Most popular OV-certificate: Thawte SSL Web Server.
Downsides of using OV-certificates: We do not recommend to use OV-certificates for e-commerce and government services. If you accept payments or personal data of your customers, we suggest extended validation certificates with a green address bar and company name in it. It creates the higher level of trust even for new or unskilled users.
Extended Validation SSL ceertificates
The EV-certificate is a good choice for websites where visitors pay or enter personal data. Higher trust of visitors is a must for web stores, banks, e-government websites, and financial services.
EV SSL offers the high level of trust with the green address bar which displays your company name. Even if a visitor is unskilled or has come to your website for the first time, a green bar will boost trust.

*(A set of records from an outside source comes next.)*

PR #12289, opened 2026-09-17
fix(web): keep thread notification tags within the Windows toast limit

### LINKED ISSUE #12287: [Bug]: Completion notifications never appear on Windows: 73-character notification tag exceeds the platform tag limit
## Environment

- T3 Code `0.0.42` stable (desktop, Windows install; verified from `resources/app.asar` and the exe version)
- Electron `44.1.0` (Chrome `152.0.7977.65`)
- Windows 11 25H2, build `26200.9457`
- Backend in WSL2 (Ubuntu), client served to the desktop window via `t3code://app`
- Notification mode `notifications-and-sound` (`inAppNotificationsEnabled: false`)

## Summary

When a turn completes while the desktop window is minimized or unfocused, Windows never shows the toast. The app still plays the notification sound and sets the red dot on the taskbar icon, and the Action Center stays empty.

The cause is the notification `tag` length. The coordinator builds ([ThreadNotificationCoordinator.tsx:181](https://github.com/pingdotgg/t3code/blob/v0.0.42/apps/web/src/components/ThreadNotificationCoordinator.tsx#L181)):

```
tag: `${environmentId}:${thread.id}`
```

Both IDs are UUIDs, so the tag is 36 + 1 + 36 = 73 characters. On Windows, Chromium silently drops renderer notifications when the tag exceeds a platform limit, and the budget is shared with the origin, so the threshold varies per app and Electron version. The `Notification` constructor still succeeds and no `error` event fires, which is why the app-side effects (sound, taskbar badge) still happen while the toast never appears.

## Steps to reproduce

1. Settings -> General -> Thread notifications: choose a mode that includes notifications.
2. Minimize the T3 Code window (or focus another app).
3. Send a message to an agent and let the turn finish.

## Expected

A Windows toast appears and lands in the Action Center.

## Actual

Sound plays, the red dot appears on the taskbar icon, no toast, nothing in the Action Center, and `LastNotificationAddedTime` for `com.t3tools.t3code` never advances.

## Evidence

Reproduced with a minimal Electron `44.1.0` app that mirrors T3's setup: scheme `t3code` with the same `registerSchemesAsPrivileged` privileges and host `app`, the same AppUserModelID (`com.t3tools.t3code`), `silent: true`, title "Thread completed", a real thread title as the body, and the window minimized. Checked two ways: the renderer's `show` event and Windows' own notification database (`wpndatabase.db`).

| tag | length | delivered |
|---|---|---|
| `control1` | 8 | yes (`show` fired, DB row) |
| `<threadId>` alone | 36 | yes |
| `<envUuidPrefix>:<threadId>` | 45 | yes |
| `<envUuid>:<threadId>` (the actual format) | 73 | **no** (no `show`, no DB row) |

Boundary measurement with a slightly longer origin (`repro-app://app`): 46-character tags deliver, 47 and up are dropped. With T3's shorter origin (`t3code://app`), 45 delivers and 73 drops. The threshold moving with the origin matches Electron's behavior where the Windows toast tag is derived from a notification ID that includes the origin.

On the affected machine, the Windows notification database has no row from the main window origin at all. Every T3 notification that ever arrived had a short tag (manual test notifications created from a preview pane). The app-side creation path is confirmed to run: the taskbar badge is only set after `new Notification(...)` succeeds.

Related: electron/electron#40433 ("Windows 11 web notifications don't work when tag length is greater than 34") and electron/electron#42239, an attempted fix that hashes the tag. Still reproducible on Electron 44.1.0.

## Suggested fix

Keep the tag short:

- `thread.id` alone (36 characters, thread IDs are already unique), or
- a short digest of `${environmentId}:${thread.id}` (for example 16 hex characters)

Both the 36 and 45 character variants above were verified to deliver. I would pick the 36-character one for margin, since the limit varies with the origin and Electron version. Per-thread replacement semantics are preserved either way. A unit test asserting the composed tag stays under, say, 32 characters would guard against regressions.

This also affects the web client in Chromium browsers on Windows, since it is the same tag and platform path. macOS and Linux are not affected.

I can share the full minimal repro app and the raw logs if useful.

satyalyadav:
## What Changed

- Added `threadNotificationTag(environmentId, threadId)` in `apps/web/src/threadNotifications.ts`: a stable 16-character digest of the `environmentId:threadId` pair.
- `ThreadNotificationCoordinator` now uses that tag for `new Notification({ tag })` and as the pending-notification map key, so per-environment/thread replacement behavior is unchanged.

## Why

Windows silently drops renderer notifications when the tag plus origin exceeds the platform toast budget (electron/electron#40433), and the composite tag is 73 characters because `environmentId` and `threadId` are both UUIDs. The app-side path still ran, which is why affected users heard the sound and saw the taskbar badge while the toast never appeared and the Action Center stayed empty. The digest keeps environment and thread uniqueness while staying well below the documented 34-character bound and the origin-dependent budget.

Fixes #12287

## Tests

- `apps/web/src/threadNotifications.test.ts`: the tag is 16 characters, stable, and distinguishes environments and threads.
- Existing coordinator assertions now expect the digest. `vp test run --project unit` over the new test plus both coordinator test files: 32 passed.
- `tsc --noEmit` in `apps/web` passes.

Independent Windows verification by @ScottN-PV (Windows 11 25H2, Electron 44.4.2, source build): the shortened tag reaches Windows Notification Center, the 73-character tag fails with the documented Electron error, banners and sound work after reload, and notification history shows distinct tags per conversation with same-conversation replacement while the other conversation's entry stays unchanged. Click-to-open did not bring the app forward, and that is not a regression from this PR: unpatched main rejects the tag, so no notification exists there to click.

## UI Changes

Not applicable; no visual changes.

## Checklist

## Summary by CodeRabbit

- **Bug Fixes**
  - Improved desktop thread notification handling so notifications for the same thread are more reliably grouped, updated, or dismissed.
  - Added consistent notification identification across environments and threads, reducing the risk of duplicate or incorrectly replaced notifications.
- **Reliability**
  - Notification identifiers now remain within platform limits while preserving distinction between different threads and environments.


ScottN-PV:
I tested this patch on Windows. Completion banners and sound worked after reloading the app, but clicking a notification did not bring T3 to the foreground.

- Setup: Windows 11 Home 25H2, build 26200.9457; T3 built from source with Electron 44.4.2. The app loaded at `t3code-dev://app`, using separate test settings and conversations.
- Code tested: the changes from PR commit `13ebd2589a2970ecd759fc90061e2e3d2d226f30`, applied to upstream commit `5781b5240bd5d2e21c651f6b228975ac40cbd67b`.
- Tag-length comparison: I created two notifications through the development app's JavaScript Console. A notification with tag `t3-control` appeared in Windows Notification Center. A notification with a tag consisting of 73 `x` characters failed: Electron logged a Windows error, `The size of the notification tag is too large. (HRESULT: -2143420138)`. Windows' notification-history API contained the short-tag notification and no long-tag notification. Do not disturb was On for both tests; I was checking storage in Notification Center, not whether a banner appeared.
- With the patch and Do not disturb Off, real Codex completion notifications displayed banners. Electron logged the shortened app tag `828d2b52f503fb00`. The first test had no audible sound. After reloading T3 with Ctrl+R, both banner and sound worked in two further tests: one with T3 minimized, and one with T3 unminimized behind another application. I have not established why sound was absent on the first attempt.
- Automated checks: before applying the patch, 16 notification-coordinator tests passed. With the patch, all 19 tests in the coordinator and tag-helper test files passed. Lint on the changed files and the web package's typecheck also passed.

Clicking the banner did not bring T3 to the foreground in either window state. Clicking its Notification Center entry also failed to bring T3 forward in the minimized test. Electron logged `Notification clicked`, but that does not prove T3's click-handling code ran. I had to click T3's taskbar icon. The agent then appeared to continue for about one second before the final response became visible. I do not know whether the agent was still working or the interface was catching up. This PR does not directly change the code that handles notification clicks. I haven't established whether the click failure existed before this patch.

These results support the tag-length fix and confirm banner/sound delivery with the patch in this development setup. Click-to-open remains unresolved. I have not tested a patched Windows installer build, whether notifications from different conversations remain separate, macOS/Linux, or T3 in a standalone Windows browser. I have no video recording; the evidence consists of manual observations and local diagnostic logs.

AI assistance: OpenAI Codex, using Codex CLI 0.155.1 through its app-server integration in the T3 Code desktop app; model: `gpt-6-astra`; reasoning effort: `medium`. Codex assisted with test setup, running automated checks, interpreting diagnostic logs, and drafting this report. I performed the manual Windows checks, reported the visible and audible outcomes, and reviewed the report before posting.

satyalyadav:
Thanks for the detailed Windows verification, and for isolating the tag failure with the 73-character tag. On click-to-open: this PR only changes the tag value and the pending-notification map key, so it does not touch click handling, and your report does not establish it as a regression. It is worth checking on unpatched main, and if it reproduces there it belongs in its own issue with that repro. If you have time, the behavior this PR actually changes is replacement, so a check that two different conversations stay separate and that a second completion replaces the first would be useful evidence.

ScottN-PV:
Thanks for the suggested checks. I ran an automated native Windows follow-up using the same isolated source build: PR `13ebd2589a2970ecd759fc90061e2e3d2d226f30` applied to baseline `5781b5240bd5d2e21c651f6b228975ac40cbd67b`, Electron 44.4.2.

Real Codex turns were started through the isolated server's local API while the desktop client stayed in the background. Windows' notification-history API showed:

- First completion in conversation A: one entry for A.
- Completion in conversation B: two entries, A and B, with distinct tags.
- Second completion in A: still two entries. A reused its original tag and replaced its previous entry; B's tag and notification XML were unchanged. I changed A's conversation title before the second turn so the replacement could be distinguished in the stored notification body.

The application tags were `7fd41c906aca1aa6` for A and `1436fb8f1893e7c7` for B. Electron's log also recorded the old notification being hidden when A completed again. A local coordinator test covering A → B → A passed alongside the 16 existing coordinator tests.

This verifies separation and replacement in native Windows notification history for that development build. It does not add a visual banner/sound check.

I also tested clean, unpatched main at `c26119ada3565dda55bc3e86fdf47c7f9088e4b5`, in a separate worktree and copied disposable profile, with Electron 44.4.2. A real turn completed while the renderer was unfocused and notification permission was granted. Electron attempted the original 73-character application tag, and Windows rejected it with `The size of the notification tag is too large. (HRESULT: -2143420138)`. Notification history was unchanged: no entry for that completion appeared. Consequently there was no new notification to click, so this does not establish click-to-open behavior on unpatched main. I agree that the earlier click observation is not evidence of a regression from this PR. No Windows notification settings were changed for these checks.

AI assistance: OpenAI Codex; harness: Codex CLI 0.155.1 app-server integration; host/interface: T3 Code desktop app; model: `gpt-6-astra`; reasoning/effort: `medium`. Contribution: local API test setup, automated test execution, Windows notification-history inspection, evidence comparison, and drafting this reply. Human involvement: requested the follow-up and automatic testing, and confirmed that the model, effort, runtime version, and host remained the same as in the earlier verification. These follow-up results are automated observations; no new manual Windows checks were performed. Attribution settings are user-confirmed; runtime metadata was not independently captured again for this follow-up.

satyalyadav:
Thanks for the thorough follow-up, Scott. The A to B to A history check plus the unpatched-main control is exactly the evidence this needed, and I appreciate you closing the click-to-open question with it. I have added a summary of your verification to the PR description.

PayPal, one of the world's largest Internet payment companies, uses an extended validation certificate. Total amount of PayPal payments made everyday is about $315 million. If PayPal have used a domain validated SSL, hackers would be accepting payments on a phishing website e.g. PayPel.com.
One more example. Price comparison websites help users find items at the lowest price. However, people do not prefer the cheapest website because they know nothing about them and do not trust them. They are afraid that their money will be stolen. If there was an extended validation certificate with a green address, users would stay.
EV-certificates can be issued to companies only, not individuals.
Visual indicators: Users can see the green address bar, a company name, and the green padlock if the website is secured with an EV SSL certificate.
EV SSL validation process: It takes 10-14 days to issue an EV SSL. CA has to verify the existence of your organization. You will be asked to submit a few documents and answer a phone call from a CA. After that they will send you a verification email with the link to validate and approve the certificate. The approval email is typically sent to an administrative email, e.g. email@example.com.
Most popular EV SSL: Thawte SSL Web Server with EV.
→ If you own a blog, or a personal, business or news website where visitors do not enter their personal data or pay money, you need a DV SSL. Buy Comodo PositiveSSL
→ If visitors of your website enter personal information to login your client area or sign up for emails, you need an OV SSL. Buy Thawte SSL Web Server.
→ If you accept payments and collect personal data through your website, you need an EV SSL. Buy Thawte SSL Web Server with EV.
A domain name is your website name. It is the address where Internet users can access your website. In our case the domain is ispsystem.com. It is made of 2 parts: com, the top-level domain, and ispsystem, the second-level domain.
Subdomain is a part of a main domain. Our subdomains are e.g. my.ispsytem.com and doc.ispsystem.com
When you submit your request for a wildcard SSL, it is important to specify the level of the domain:
→ if you enter *.site.ru, a wildcard will secure third-level domains such as shop.site.ru, forum.site.ru, doc.site.ru etc. and it won’t secure fourth-level domains, e.g. *.shop.mysite.ru.
→ if you enter *.shop.mysite.ru, a wildcard will secure all fourth-level domains such as 1.forum.site.ru, 2.forum.site.ru, 3.forum.site.ru etc and it won’t secure fifth-level domains, e.g. *.1.shop.mysite.ru, or third-level domains *.site.ru
It means that if you need to secure both third-level and fourth-level domains, you should purchase two wildcard SSLs and enter correct levels of the domain to be secured.